* REQUIRED ACTION
Up to and including the line with "I would like", reproduce the listing below exactly, beginning at its first line.

(RECORDS SHOWN begins)

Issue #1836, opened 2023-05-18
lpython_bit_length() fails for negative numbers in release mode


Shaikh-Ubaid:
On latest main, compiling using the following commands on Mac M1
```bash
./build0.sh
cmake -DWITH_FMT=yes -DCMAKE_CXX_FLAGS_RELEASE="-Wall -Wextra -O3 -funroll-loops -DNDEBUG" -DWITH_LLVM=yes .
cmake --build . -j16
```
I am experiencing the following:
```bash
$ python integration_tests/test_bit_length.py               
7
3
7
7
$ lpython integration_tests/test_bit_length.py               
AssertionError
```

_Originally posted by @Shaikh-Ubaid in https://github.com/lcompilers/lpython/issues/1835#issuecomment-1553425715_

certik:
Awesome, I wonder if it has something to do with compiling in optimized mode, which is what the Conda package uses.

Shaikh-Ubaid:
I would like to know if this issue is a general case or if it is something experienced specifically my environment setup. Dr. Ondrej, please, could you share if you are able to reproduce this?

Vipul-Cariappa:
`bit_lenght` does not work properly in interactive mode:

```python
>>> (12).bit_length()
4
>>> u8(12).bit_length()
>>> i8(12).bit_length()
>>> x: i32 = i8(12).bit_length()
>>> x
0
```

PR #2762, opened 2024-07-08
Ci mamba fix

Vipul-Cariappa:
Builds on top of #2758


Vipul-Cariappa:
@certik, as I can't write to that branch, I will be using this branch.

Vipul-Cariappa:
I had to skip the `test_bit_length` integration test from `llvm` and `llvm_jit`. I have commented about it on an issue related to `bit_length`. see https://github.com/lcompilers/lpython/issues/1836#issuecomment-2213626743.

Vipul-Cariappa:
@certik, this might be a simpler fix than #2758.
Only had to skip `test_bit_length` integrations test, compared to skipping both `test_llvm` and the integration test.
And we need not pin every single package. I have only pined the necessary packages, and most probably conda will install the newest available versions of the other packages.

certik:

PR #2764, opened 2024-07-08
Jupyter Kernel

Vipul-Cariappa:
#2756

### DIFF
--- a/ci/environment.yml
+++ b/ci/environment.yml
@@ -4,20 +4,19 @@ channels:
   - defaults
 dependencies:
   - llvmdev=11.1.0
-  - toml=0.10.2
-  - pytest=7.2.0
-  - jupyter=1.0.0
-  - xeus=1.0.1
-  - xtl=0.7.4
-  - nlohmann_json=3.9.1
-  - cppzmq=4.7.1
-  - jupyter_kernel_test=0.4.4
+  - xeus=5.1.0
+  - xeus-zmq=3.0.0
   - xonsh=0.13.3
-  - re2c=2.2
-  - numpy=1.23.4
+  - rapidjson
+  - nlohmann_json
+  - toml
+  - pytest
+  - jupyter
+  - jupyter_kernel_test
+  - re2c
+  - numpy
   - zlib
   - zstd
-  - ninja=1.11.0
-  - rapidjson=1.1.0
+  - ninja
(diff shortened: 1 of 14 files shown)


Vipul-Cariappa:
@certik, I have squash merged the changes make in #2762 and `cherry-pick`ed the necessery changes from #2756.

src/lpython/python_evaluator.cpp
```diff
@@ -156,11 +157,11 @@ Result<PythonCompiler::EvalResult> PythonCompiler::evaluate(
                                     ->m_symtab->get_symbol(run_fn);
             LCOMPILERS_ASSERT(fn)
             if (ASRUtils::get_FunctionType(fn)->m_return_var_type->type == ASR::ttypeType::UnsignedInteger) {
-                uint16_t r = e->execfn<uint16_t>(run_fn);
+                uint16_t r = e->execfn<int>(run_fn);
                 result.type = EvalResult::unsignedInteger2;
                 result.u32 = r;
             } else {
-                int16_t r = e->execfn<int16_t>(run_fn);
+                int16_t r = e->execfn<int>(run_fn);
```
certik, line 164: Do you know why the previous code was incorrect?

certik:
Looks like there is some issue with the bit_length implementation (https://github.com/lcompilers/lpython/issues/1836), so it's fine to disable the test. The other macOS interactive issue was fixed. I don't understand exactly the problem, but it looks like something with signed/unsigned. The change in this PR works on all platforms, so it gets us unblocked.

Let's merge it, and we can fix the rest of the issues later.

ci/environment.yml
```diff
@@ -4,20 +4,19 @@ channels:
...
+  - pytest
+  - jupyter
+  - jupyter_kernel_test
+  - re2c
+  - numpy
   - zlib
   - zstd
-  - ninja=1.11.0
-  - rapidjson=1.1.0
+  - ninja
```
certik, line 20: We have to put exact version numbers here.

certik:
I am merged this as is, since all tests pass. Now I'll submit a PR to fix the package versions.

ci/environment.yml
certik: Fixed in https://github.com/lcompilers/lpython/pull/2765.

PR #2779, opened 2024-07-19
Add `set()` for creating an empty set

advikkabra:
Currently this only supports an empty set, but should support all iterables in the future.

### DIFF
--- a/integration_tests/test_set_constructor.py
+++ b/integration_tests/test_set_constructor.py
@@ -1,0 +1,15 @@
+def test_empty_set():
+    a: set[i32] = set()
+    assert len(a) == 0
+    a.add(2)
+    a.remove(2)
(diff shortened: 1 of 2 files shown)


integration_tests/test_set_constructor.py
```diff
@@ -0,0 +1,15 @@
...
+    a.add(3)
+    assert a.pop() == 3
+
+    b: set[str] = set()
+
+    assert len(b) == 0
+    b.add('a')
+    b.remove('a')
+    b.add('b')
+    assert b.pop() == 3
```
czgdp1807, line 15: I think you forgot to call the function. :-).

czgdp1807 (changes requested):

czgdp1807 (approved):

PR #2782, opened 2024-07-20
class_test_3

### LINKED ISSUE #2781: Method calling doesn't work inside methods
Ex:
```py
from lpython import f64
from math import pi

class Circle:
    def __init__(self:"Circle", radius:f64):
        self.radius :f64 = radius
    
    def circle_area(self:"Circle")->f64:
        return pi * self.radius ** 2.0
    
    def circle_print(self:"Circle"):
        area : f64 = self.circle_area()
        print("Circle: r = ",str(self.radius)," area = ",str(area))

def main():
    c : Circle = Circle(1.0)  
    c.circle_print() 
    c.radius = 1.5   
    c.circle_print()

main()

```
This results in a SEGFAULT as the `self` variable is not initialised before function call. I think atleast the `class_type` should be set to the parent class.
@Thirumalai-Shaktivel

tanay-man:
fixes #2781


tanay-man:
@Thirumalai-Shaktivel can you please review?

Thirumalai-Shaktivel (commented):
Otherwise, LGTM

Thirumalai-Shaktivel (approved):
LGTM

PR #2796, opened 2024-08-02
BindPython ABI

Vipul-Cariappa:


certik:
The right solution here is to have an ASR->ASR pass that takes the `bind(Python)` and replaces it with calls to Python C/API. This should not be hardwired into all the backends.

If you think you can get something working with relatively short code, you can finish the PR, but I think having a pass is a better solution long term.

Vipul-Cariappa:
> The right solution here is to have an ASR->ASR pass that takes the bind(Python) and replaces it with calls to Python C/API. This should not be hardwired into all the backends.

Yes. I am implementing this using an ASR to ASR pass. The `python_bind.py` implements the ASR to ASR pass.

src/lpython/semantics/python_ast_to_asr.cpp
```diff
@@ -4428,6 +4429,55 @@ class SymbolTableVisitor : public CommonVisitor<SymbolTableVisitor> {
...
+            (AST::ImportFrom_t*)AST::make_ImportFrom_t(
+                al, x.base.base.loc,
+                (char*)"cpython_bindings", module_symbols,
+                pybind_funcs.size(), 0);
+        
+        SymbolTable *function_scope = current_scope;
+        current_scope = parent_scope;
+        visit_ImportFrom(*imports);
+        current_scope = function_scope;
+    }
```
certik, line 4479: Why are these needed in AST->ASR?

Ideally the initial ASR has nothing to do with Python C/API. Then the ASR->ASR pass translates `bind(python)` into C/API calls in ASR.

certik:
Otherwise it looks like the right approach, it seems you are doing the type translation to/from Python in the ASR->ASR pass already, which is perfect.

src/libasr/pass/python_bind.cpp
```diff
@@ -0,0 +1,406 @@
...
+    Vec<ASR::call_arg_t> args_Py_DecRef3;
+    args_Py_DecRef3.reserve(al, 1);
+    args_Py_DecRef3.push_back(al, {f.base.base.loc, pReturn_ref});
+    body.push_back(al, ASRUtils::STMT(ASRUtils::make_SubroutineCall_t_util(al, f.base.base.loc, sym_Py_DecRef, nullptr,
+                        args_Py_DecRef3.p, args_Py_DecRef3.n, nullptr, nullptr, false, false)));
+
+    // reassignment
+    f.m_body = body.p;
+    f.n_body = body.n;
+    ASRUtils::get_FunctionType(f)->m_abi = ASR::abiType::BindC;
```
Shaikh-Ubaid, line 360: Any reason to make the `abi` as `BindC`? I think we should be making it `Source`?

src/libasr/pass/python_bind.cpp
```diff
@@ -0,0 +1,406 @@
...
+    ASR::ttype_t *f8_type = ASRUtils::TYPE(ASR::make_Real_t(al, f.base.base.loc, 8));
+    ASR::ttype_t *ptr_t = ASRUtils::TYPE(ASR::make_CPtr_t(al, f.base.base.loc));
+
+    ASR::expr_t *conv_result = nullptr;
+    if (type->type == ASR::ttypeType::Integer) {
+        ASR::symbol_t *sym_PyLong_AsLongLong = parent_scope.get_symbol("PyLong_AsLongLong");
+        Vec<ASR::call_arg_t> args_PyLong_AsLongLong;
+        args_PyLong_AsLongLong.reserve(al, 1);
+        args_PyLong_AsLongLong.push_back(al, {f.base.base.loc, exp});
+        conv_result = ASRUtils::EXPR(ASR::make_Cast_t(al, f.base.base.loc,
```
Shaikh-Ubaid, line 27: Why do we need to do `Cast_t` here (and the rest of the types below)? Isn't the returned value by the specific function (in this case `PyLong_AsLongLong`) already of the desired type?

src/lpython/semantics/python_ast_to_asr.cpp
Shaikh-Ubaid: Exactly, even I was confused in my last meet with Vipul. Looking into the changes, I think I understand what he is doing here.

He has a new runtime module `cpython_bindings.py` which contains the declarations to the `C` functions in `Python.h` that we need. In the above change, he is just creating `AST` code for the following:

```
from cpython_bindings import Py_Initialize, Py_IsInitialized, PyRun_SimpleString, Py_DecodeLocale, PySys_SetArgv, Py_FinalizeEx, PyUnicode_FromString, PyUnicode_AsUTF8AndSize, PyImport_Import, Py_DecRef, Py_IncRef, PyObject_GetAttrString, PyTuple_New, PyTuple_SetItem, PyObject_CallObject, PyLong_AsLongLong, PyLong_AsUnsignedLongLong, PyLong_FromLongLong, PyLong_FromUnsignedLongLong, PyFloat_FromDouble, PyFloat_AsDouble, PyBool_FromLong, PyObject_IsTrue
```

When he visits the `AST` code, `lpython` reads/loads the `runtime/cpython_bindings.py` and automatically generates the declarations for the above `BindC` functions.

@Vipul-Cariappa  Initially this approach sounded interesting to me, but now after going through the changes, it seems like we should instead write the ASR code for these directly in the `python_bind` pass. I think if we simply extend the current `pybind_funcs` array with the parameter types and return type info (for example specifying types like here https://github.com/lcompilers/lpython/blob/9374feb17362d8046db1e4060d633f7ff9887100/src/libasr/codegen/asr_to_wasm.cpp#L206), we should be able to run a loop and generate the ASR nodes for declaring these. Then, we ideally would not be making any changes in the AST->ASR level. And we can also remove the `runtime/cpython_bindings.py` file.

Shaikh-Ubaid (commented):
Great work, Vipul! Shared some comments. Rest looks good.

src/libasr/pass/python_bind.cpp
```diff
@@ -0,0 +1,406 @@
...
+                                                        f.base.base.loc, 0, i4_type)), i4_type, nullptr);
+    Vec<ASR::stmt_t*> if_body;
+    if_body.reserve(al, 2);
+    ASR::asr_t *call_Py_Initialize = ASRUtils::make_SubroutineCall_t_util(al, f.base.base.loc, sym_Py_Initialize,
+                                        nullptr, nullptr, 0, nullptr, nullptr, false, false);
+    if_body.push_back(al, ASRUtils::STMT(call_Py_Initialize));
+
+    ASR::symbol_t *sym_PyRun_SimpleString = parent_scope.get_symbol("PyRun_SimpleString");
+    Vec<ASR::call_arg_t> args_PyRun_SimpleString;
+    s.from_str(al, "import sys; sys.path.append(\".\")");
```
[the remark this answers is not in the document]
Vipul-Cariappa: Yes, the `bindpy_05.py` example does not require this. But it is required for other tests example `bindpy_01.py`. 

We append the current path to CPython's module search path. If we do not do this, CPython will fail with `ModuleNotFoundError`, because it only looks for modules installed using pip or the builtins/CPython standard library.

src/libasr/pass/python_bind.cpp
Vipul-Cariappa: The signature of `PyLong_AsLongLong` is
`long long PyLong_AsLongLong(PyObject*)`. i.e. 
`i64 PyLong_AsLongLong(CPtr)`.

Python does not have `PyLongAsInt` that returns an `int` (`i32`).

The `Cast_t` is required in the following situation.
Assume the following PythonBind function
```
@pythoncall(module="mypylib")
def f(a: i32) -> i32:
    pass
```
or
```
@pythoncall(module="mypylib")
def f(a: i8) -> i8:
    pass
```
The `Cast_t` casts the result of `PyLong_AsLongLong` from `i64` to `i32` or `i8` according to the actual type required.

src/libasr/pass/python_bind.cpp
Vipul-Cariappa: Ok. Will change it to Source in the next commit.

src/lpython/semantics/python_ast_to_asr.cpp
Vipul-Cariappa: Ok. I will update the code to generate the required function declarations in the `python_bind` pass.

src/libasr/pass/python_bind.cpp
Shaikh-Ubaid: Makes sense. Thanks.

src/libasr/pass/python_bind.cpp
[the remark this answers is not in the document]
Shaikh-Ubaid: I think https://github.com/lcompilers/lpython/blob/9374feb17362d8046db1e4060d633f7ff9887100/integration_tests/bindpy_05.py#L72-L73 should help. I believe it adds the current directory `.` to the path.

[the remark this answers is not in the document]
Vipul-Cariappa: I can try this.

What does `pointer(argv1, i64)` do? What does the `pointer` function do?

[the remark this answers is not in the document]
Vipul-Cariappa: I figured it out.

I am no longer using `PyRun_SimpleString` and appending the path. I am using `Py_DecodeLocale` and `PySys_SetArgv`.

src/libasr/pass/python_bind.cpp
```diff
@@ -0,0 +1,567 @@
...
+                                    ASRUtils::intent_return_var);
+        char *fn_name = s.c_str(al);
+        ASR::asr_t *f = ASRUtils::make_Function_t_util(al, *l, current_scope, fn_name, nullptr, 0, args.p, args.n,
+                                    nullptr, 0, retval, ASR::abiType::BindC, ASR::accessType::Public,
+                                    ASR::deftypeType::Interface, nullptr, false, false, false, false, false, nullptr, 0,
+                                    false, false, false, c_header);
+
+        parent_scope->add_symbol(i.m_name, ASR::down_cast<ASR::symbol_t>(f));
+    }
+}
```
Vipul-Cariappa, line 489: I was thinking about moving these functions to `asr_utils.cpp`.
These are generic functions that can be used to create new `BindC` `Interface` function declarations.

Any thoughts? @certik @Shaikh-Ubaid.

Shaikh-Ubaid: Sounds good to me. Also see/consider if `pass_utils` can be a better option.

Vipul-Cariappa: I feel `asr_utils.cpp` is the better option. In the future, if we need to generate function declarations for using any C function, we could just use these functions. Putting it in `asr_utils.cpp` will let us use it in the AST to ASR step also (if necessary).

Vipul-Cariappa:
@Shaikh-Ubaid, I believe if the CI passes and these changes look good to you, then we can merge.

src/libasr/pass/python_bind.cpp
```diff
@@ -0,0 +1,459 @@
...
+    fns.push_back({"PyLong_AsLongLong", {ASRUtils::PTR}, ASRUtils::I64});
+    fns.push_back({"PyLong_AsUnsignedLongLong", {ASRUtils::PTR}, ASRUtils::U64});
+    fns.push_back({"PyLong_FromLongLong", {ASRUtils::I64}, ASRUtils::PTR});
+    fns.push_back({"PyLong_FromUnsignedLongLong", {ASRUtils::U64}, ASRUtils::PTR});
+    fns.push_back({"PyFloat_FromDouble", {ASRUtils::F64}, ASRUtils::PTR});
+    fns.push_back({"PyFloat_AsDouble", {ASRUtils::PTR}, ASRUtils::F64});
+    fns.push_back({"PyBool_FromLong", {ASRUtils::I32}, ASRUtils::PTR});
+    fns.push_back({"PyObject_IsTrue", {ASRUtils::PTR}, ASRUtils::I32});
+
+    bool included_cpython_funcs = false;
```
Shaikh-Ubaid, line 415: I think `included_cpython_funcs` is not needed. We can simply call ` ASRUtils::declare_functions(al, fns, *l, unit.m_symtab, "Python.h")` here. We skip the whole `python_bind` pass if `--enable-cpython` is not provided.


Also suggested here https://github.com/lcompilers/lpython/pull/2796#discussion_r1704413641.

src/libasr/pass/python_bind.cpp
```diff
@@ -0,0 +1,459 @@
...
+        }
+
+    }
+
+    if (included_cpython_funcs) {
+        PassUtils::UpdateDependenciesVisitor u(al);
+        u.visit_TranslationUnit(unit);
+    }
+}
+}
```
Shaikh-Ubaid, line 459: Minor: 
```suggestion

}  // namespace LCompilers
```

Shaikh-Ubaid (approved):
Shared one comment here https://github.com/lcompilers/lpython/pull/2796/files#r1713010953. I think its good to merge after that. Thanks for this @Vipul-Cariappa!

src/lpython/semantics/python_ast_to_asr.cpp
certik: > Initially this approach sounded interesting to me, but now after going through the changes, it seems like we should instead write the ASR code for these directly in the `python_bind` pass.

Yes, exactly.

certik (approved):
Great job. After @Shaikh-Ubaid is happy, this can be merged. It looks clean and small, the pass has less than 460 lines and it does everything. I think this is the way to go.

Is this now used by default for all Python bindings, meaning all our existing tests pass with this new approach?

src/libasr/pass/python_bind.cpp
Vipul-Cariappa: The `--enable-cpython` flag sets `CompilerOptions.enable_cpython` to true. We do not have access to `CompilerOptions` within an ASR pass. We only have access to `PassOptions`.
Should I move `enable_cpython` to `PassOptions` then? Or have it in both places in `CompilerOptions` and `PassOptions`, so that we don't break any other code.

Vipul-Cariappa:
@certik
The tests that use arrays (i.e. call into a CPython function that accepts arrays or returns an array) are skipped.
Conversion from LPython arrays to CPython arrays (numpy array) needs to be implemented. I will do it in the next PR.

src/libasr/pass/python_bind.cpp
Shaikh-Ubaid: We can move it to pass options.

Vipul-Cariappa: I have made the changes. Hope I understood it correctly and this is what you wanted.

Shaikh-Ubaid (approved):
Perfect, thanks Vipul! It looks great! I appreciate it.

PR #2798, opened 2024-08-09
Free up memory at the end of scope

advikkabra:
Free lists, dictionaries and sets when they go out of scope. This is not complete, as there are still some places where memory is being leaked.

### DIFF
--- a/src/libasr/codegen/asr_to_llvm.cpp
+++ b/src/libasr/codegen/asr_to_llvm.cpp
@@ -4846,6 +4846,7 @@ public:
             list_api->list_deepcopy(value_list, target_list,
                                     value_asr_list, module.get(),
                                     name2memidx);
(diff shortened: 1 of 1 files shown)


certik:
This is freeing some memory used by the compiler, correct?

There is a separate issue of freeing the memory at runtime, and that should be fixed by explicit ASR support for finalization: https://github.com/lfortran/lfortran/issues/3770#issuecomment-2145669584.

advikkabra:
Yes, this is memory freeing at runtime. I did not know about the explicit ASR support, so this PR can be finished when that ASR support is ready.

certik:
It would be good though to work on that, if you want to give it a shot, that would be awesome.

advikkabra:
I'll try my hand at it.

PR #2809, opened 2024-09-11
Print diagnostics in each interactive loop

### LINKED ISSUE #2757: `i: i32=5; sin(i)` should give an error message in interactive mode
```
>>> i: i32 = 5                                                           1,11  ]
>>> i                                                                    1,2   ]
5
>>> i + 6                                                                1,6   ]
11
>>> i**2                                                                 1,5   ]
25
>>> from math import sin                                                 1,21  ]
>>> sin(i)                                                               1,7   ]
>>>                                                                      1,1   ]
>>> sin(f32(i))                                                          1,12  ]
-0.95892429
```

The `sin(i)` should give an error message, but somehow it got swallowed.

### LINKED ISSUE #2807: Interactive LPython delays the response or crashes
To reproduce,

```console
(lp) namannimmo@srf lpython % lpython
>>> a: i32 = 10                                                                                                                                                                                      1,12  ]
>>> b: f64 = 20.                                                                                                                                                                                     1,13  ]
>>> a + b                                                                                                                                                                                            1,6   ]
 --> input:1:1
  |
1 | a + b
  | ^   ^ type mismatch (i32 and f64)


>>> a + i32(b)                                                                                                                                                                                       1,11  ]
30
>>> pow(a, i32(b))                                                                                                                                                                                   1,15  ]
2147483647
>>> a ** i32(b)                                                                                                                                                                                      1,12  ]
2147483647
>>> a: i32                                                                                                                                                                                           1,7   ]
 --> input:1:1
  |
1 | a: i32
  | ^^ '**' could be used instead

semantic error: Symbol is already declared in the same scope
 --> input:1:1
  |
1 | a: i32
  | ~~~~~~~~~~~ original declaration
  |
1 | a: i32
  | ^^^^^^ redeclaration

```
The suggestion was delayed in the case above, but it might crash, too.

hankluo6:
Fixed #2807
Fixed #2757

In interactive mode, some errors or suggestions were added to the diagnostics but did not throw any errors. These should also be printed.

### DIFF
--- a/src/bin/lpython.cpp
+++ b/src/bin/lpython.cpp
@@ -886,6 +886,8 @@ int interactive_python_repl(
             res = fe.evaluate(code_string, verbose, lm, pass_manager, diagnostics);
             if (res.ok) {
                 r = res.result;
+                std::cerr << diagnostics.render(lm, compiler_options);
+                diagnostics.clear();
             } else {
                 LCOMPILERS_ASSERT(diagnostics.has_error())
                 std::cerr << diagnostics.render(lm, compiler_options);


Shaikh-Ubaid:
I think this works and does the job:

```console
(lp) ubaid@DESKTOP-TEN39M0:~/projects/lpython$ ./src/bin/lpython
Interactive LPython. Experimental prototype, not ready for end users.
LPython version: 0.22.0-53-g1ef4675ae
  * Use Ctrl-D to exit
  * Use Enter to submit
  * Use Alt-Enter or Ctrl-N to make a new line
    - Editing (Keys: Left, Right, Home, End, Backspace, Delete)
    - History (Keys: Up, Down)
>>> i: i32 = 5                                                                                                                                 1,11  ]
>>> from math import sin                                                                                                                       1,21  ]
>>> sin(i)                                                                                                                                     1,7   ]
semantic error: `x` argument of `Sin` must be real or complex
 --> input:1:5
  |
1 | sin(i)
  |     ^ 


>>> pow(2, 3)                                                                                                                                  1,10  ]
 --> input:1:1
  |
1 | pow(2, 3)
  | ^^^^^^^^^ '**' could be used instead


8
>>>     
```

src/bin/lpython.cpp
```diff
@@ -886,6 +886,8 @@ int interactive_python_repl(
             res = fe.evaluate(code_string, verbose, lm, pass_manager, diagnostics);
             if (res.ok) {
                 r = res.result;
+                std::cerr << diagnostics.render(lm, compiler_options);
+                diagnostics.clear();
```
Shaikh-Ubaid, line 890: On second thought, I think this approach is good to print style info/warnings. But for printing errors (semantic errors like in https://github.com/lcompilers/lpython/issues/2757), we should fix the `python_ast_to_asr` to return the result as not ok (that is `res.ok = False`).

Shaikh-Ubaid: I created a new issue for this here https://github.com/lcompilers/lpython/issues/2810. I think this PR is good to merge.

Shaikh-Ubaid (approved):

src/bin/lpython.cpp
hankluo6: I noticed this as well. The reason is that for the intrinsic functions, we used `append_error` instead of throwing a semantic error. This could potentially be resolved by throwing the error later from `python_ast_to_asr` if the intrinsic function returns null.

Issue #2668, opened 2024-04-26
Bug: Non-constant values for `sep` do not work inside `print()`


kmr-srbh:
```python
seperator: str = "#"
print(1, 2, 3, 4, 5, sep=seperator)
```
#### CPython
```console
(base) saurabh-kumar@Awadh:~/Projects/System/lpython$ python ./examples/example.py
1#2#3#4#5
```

(RECORDS SHOWN ends)

* REPLY TO THE EXERCISE
Issue #1836, opened 2023-05-18
lpython_bit_length() fails for negative numbers in release mode


Shaikh-Ubaid:
On latest main, compiling using the following commands on Mac M1
```bash
./build0.sh
cmake -DWITH_FMT=yes -DCMAKE_CXX_FLAGS_RELEASE="-Wall -Wextra -O3 -funroll-loops -DNDEBUG" -DWITH_LLVM=yes .
cmake --build . -j16
```
I am experiencing the following:
```bash
$ python integration_tests/test_bit_length.py               
7
3
7
7
$ lpython integration_tests/test_bit_length.py               
AssertionError
```

_Originally posted by @Shaikh-Ubaid in https://github.com/lcompilers/lpython/issues/1835#issuecomment-1553425715_

certik:
Awesome, I wonder if it has something to do with compiling in optimized mode, which is what the Conda package uses.

Shaikh-Ubaid:
I would like to know if this issue is a general case or if it is something experienced specifically my environment setup. Dr. Ondrej, please, could you share if you are able to reproduce this?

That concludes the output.